DIRECTIONS –
Give the records once more, exactly as they stand.

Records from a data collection

PR #617, opened 2024-09-11
v3 - show salary for selected location, degree and examination year (web)

mathiazom:
Further explanation is found here: #616 

Replaces the hardcoded payscale with the location-based salary from Sanity.

No visual changes

## Checklist


src/compensations/Compensations.tsx
```diff
@@ -34,6 +40,16 @@ const Compensations = ({ compensations, locations }: CompensationsProps) => {
...
+    () =>
+      salariesFromLocation(
+        currentYear,
+        selectedLocation,
+        compensations.salaries,
+      ),
+    [currentYear, selectedLocation, compensations.salaries],
+  );
+
   const updateSelectedDegree = (newDegree: Degree) => {
```
anemne, line 53: Is it possible to update updateSelectedDegree() and updateExaminationYear() with one shared method for updating the formValues?

src/compensations/utils/salary.ts
```diff
@@ -0,0 +1,54 @@
...
+  degree: string,
+  salaries: Salaries,
+): number | undefined {
+  const degreeValue = degree === "bachelor" ? 1 : 0;
+  const adjustedYear = examinationYear + degreeValue;
+  return salaries[adjustedYear];
+}
+
+export function calculatePension(salary: number): number {
+  return Math.round(salary * 0.07);
```
anemne, line 19: We have a pension field in sanity as well. Maybe we should update this to use that as well

src/compensations/utils/salary.ts
```diff
@@ -0,0 +1,54 @@
...
+  return Math.min(...examinationYearsFromSalaries(salaries));
+}
+
+export function maxSalariesExaminationYear(salaries: Salaries): number {
+  return Math.max(...examinationYearsFromSalaries(salaries));
+}
+
+export function salariesFromLocation(
+  year: number,
+  locationId: string,
```
anemne, line 36: Better to use location reference instead of this?

src/compensations/utils/salary.ts
mathiazom: Yep, can do that in a separate PR :+1:

src/compensations/Compensations.tsx
mathiazom: `setFormState` is kind of the shared method, while `updateSelectedDegree` and `updateExaminationYear` are used to avoid inlining function bodies in the `<SalaryCalculator />` props

src/compensations/utils/salary.ts
mathiazom: We could, but the `locations` given to `<Compensations />` are of type `CompanyLocation`, not `Reference`. So we would need to convert `CompanyLocation` to `Reference`, i.e. adding `_type`, and then not use `_type` (just `_ref`) 🙃

christinaroise: Perhaps we need some documentation here to avoid confusion for other devs?

src/compensations/utils/salary.ts
```diff
@@ -0,0 +1,54 @@
...
+  salariesByLocation: SalariesByLocation[],
+): Result<Salaries, string> {
+  const yearlySalaries = salariesByLocation.find(
+    (s) => s.location._ref === locationId,
```
christinaroise, line 40: I'm a big fan of spelling it out
```suggestion
    (salary) => salary.location._ref === locationId,
```

studio/components/salariesInput/utils/parseSalaries.tsx
```diff
@@ -4,6 +4,16 @@ export interface Salaries {
   [year: string]: number;
 }
 
+export function isSalariesType(o: unknown): o is Salaries {
```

YOUR RESPONSE –
PR #617, opened 2024-09-11
v3 - show salary for selected location, degree and examination year (web)

mathiazom:
Further explanation is found here: #616 

Replaces the hardcoded payscale with the location-based salary from Sanity.

No visual changes

## Checklist


src/compensations/Compensations.tsx
```diff
@@ -34,6 +40,16 @@ const Compensations = ({ compensations, locations }: CompensationsProps) => {
...
+    () =>
+      salariesFromLocation(
+        currentYear,
+        selectedLocation,
+        compensations.salaries,
+      ),
+    [currentYear, selectedLocation, compensations.salaries],
+  );
+
   const updateSelectedDegree = (newDegree: Degree) => {
```
anemne, line 53: Is it possible to update updateSelectedDegree() and updateExaminationYear() with one shared method for updating the formValues?

src/compensations/utils/salary.ts
```diff
@@ -0,0 +1,54 @@
...
+  degree: string,
+  salaries: Salaries,
+): number | undefined {
+  const degreeValue = degree === "bachelor" ? 1 : 0;
+  const adjustedYear = examinationYear + degreeValue;
+  return salaries[adjustedYear];
+}
+
+export function calculatePension(salary: number): number {
+  return Math.round(salary * 0.07);
```
anemne, line 19: We have a pension field in sanity as well. Maybe we should update this to use that as well

src/compensations/utils/salary.ts
```diff
@@ -0,0 +1,54 @@
...
+  return Math.min(...examinationYearsFromSalaries(salaries));
+}
+
+export function maxSalariesExaminationYear(salaries: Salaries): number {
+  return Math.max(...examinationYearsFromSalaries(salaries));
+}
+
+export function salariesFromLocation(
+  year: number,
+  locationId: string,
```
anemne, line 36: Better to use location reference instead of this?

src/compensations/utils/salary.ts
mathiazom: Yep, can do that in a separate PR :+1:

src/compensations/Compensations.tsx
mathiazom: `setFormState` is kind of the shared method, while `updateSelectedDegree` and `updateExaminationYear` are used to avoid inlining function bodies in the `<SalaryCalculator />` props

src/compensations/utils/salary.ts
mathiazom: We could, but the `locations` given to `<Compensations />` are of type `CompanyLocation`, not `Reference`. So we would need to convert `CompanyLocation` to `Reference`, i.e. adding `_type`, and then not use `_type` (just `_ref`) 🙃

christinaroise: Perhaps we need some documentation here to avoid confusion for other devs?

src/compensations/utils/salary.ts
```diff
@@ -0,0 +1,54 @@
...
+  salariesByLocation: SalariesByLocation[],
+): Result<Salaries, string> {
+  const yearlySalaries = salariesByLocation.find(
+    (s) => s.location._ref === locationId,
```
christinaroise, line 40: I'm a big fan of spelling it out
```suggestion
    (salary) => salary.location._ref === locationId,
```

studio/components/salariesInput/utils/parseSalaries.tsx
```diff
@@ -4,6 +4,16 @@ export interface Salaries {
   [year: string]: number;
 }
 
+export function isSalariesType(o: unknown): o is Salaries {
```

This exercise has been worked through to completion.